A ausência de cobertura vacinal traduz perfeitamente o desamparo das políticas públicas de saúde no Brasil
Dez casos de meningite já foram confirmados em Sergipe, com uma vítima fatal. Ainda é cedo para falar em um surto, talvez. Mas é necessário que as autoridades tomem providências.
A vacina contra a meningite faz parte do calendário Nacional de Vacinação do Ministério da Saúde. A ocorrência de novos casos da doença denuncia, portanto, o fracasso dos entes públicos aos quais é a atribuída a responsabilidade de promover a imunização.
Sem a vacina, ninguém está a salvo. Geralmente, as bactérias e vírus que causam a meningite se espalham de uma pessoa para outra por meio das vias respiratórias, por gotículas e secreções do nariz e da garganta. No caso dos Enterovírus, a contaminação é fecal-oral ou por contato próximo com pessoa ou superfície infectada. Já a meningite fúngica é transmitida por meio da inalação dos esporos (pequenos pedaços de fungos) ou pelo contato com ambientes contaminados.

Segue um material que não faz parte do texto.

PR #816, opened 2017-05-28
Removal of </img>

Kiloutre:
Removal of \</img\> because it does not exist
Addition of / at the end of  because of consistency

### DIFF
--- a/templates/index.html
+++ b/templates/index.html
@@ -44,7 +44,7 @@
 		<div class="container">
 			<div class="h-left">
 					<div class="h-logo">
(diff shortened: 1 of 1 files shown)


tomleb:
According to the examples on [https://developer.mozilla.org/en-US/docs/Web/HTML/Element/Img](https://developer.mozilla.org/en-US/docs/Web/HTML/Element/Img], it doesn't need the '\' at the end.

Kiloutre:
> it doesn't need the "\\" at the end.

This is true but kipukun told me to put it for consistency, because \<br/\> has it (and it doesn't need it either)

PR #820, opened 2017-05-28
Fixing the mascot

Duckbitts:
Added a class for the "Mascot" button. Added some pointer-events to make the "Mascot" button clickable when the window is narrow enough to make the mascot image overlap the button.


tomleb:
Won't that make impossible to click anything though ? Having pointer-event: none on  #content

Duckbitts:
Yes, but I added pointer-event: auto; into things that should be clickable. That overrides pointer-events: none; and makes those clickable again.

akuma06:
What is the bug there? I don't understand the need for this? Can you explain with more details?

Duckbitts:
There are divs overlapping the image. Those divs are making the mascot unclickable except for a small spot.
Pointer-events have been used to make the user able to click through the divs.
Do ask if my explanation is lacking.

A ausência de cobertura vacinal, aliás, traduz perfeitamente o desamparo das políticas públicas de saúde no Brasil. Neste particular, a maior parte do trabalho já tinha sido realizado, alcançando a erradicação do vírus do sarampo e da poliomielite, por exemplo. Mas, recentemente, durante a pandemia de covid-19, o negacionismo científico ganhou volume e voto. O resultado é o retrocesso, flagrante.
Em Sergipe, uma menina de 11 anos, moradora da Barra dos Coqueiros, morreu. Outras meninas não precisam ter o mesmo destino triste de uma partida precoce, desnecessária.